After an emergency C-section, Blossom was flown immediately to Children's Hospital New Orleans via helicopter, where she remained in the NICU for a week. "I remember walking into Children's and not being able to compose myself, to stop crying," says Ruffins, who was the first to see Blossom. "Then the nurse told me she probably will never walk. I lost it after that."
Because they were in separate hospitals, mom and baby had to meet over FaceTime. "I was happy to actually see her but upset that we didn't get the skin-to-skin contact that baby and mother need," Harmonese says. "I was angry about what happened hours before and numb and hurt over it too. When doctors told me she wasn't moving her legs as she should be, it was like a stab in the heart."
Since the shooting, occupational therapists have worked Blossom's muscles to ensure they don't contract from lack of use. The couple, who met in 2021 at Ruffins's bar Kermit's Tremé Mother-in-Law Lounge, have seen her wiggle her toes, but "her brain is not registering that she has legs," he says.
Doctors say it's too soon to know the extent of her injuries. "At this age there are a lot of things she can't tell us," says Dr. Fabienne Gray, a pediatric surgeon at Children's Hospital who treated Blossom when she arrived. "There is a lack of sensation and motor usage [in her legs], and there's a possibility she could have some bowel and bladder issues later, but Blossom has done so well. We're very pleased with her progress." Still, she says, "the fact that Blossom was shot when she was a fetus is devastating. I think she will be dealing with the repercussions of this for the rest of her life." Pleasant, a former administrator who now cares for Blossom full-time, is confident her daughter will rise to the challenge: "She is so dedicated, so determined and so aware, and I think that will help her in the future."

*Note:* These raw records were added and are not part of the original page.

PR #610, opened 2021-10-19
This is the first draft version of the code.

pk505289:
As per the request i have updated the code. This is the first draft version.


R/derive_summary_records.R
```diff
@@ -196,12 +196,39 @@ derive_summary_records <- function(dataset,
...
-      mutate(!!!set_values_to)
+    get_summary_records(
+      dataset,
+      by_vars = by_vars,
+      filter = !!filter,
+      analysis_var = !!analysis_var,
+      summary_fun = summary_fun,
+      set_values_to = set_values_to)
   )
+  get_summary_records <- function(dataset,
```
bundfussr, line 211: The `get_summary_records()` function should not be defined *within* the `derive_summary_records()` function but as a separate function. Otherwise, you can not call it in `derive_params_exposure()`.

Please add a header to document the `get_summary_records()` function. It could be useful for users. Thus I would export it. For the `@keywords` tag I would use `adam user_utility`.

R/derive_summary_records.R
```diff
@@ -196,12 +196,39 @@ derive_summary_records <- function(dataset,
     subset_ds <- dataset
   }
```
bundfussr, line 197: This part (lines 189-197) can be removed as the filtering is done in `get_summary_records()`.

R/derive_summary_records.R
```diff
@@ -196,12 +196,39 @@ derive_summary_records <- function(dataset,
...
+  } else {
+    subset_ds <- dataset
+  }
+
+  # Summarise the analysis value
+  subset_ds %>%
+    group_by(!!!by_vars) %>%
+    summarise(!!analysis_var := summary_fun(!!analysis_var)) %>%
+    mutate(!!!set_values_to)
+
```
bundfussr, line 232: Please use the simplified version I proposed in my last change request.

R/derive_params_exposure.R
```diff
@@ -166,6 +166,7 @@ derive_params_exposure <- function(dataset,
     ) %>%
     filter(PARAMCD == quo_get_expr(set_values_to$PARAMCD))
```
bundfussr, line 167: `get_summary_records()` should be called here (lines 161-167).

bundfussr (changes requested):

R/derive_summary_records.R
pk505289: Updated the code please check.

R/derive_summary_records.R
pk505289: updated the code. Please check.

R/derive_summary_records.R
pk505289: updated the code. Please check.

bundfussr: The `get_summary_records()` function is still defined within the `derive_summary_records()` function.

R/derive_summary_records.R
bundfussr: Please use
```
  # Summarise the analysis value
  dataset %>%
    group_by(!!!by_vars) %>%
    filter_if(!!filter) %>%
    summarise(!!analysis_var := summary_fun(!!analysis_var)) %>%
    mutate(!!!set_values_to) %>%
    ungroup()
```

R/derive_summary_records.R
bundfussr: The filtering code is still there.

R/derive_summary_records.R
pk505289: separated the code from the main code.

bundfussr:
I just noticed that `filter_if()` does not accept grouped data frames. I would propose to add the parameter `accept_grouped` to `assert_data_frame()`. The default value should be `FALSE`. If it is set to `TRUE`, the check on grouped data frame should be skipped. Then you can set `accept_grouped = TRUE` in the `assert_data_frame()` call in `filter_if()`.

@thomas-neitmann , do you agree?

thomas-neitmann:
Fine with me 👍

R/derive_params_exposure.R
alanaharris22: Thanks @bundfussr, I tried adding that, however when testing I now get an error `Error in is_quosure(arg) : object 'PARAMCD' not found`.  I will continue to look into it, in the meantime I have created a draft PR here - https://github.com/pharmaverse/admiral/pull/1118
Thanks for your help, 
Alana

bundfussr: Please try adding
```
filter <- assert_filter_cond(enquo(filter), optional = TRUE)
```
in `get_summary_records()`. This quotes the `filter` argument and ensures that it is a condition.

alanaharris22: Thanks @bundfussr, I did try adding that, as well as wrapping the filter condition in `rlang::quo()` in `derive_param_exposure` - however I'm now getting a different error when the filtering is applied... I am probably missing something somewhere, will keep looking into it.

bundfussr: In the call of `get_summary_records()` you should not use `quo()`, i.e., it should be `filter = PARAMCD == input_code`.

bundfussr: We plan to add more guidance regarding quosures in the programming strategy.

As for Blossom's traumatic past, the couple still have no idea who pulled the trigger—police haven't identified a suspect, Ruffins says: "We don't know if it was a stray bullet. They think it might have been kids playing with a gun." The not knowing is hard, they say, but they're focused on Blossom.
A cheerful baby who loves to eat and watch The Princess and the Frog (a jazz-themed Disney musical set in New Orleans), Blossom is "blissful," says Pleasant, who together with Ruffins threw her a "Blossomfest" party for her 1st birthday. "Everybody in the community loves her. She's more famous than her dad now." She rarely cries—except when Ruffins plays the trumpet. "She gets scared to death," he says with a laugh. "But when that damn alligator plays the trumpet in Princess and the Frog, she's jumping up and laughing! I don't understand that!"
He's hopeful her appreciation for all music will only grow. "I'm going to get her the best teachers in the city to make sure she can write music, play music and do everything she needs to do to be a cultured young lady," Ruffins says.
For now the family have moved out of their previous residence and want to create a wheelchair-accessible home. "We have a long road ahead of us," Ruffins says. "It's going to be a little rough, but we are so optimistic."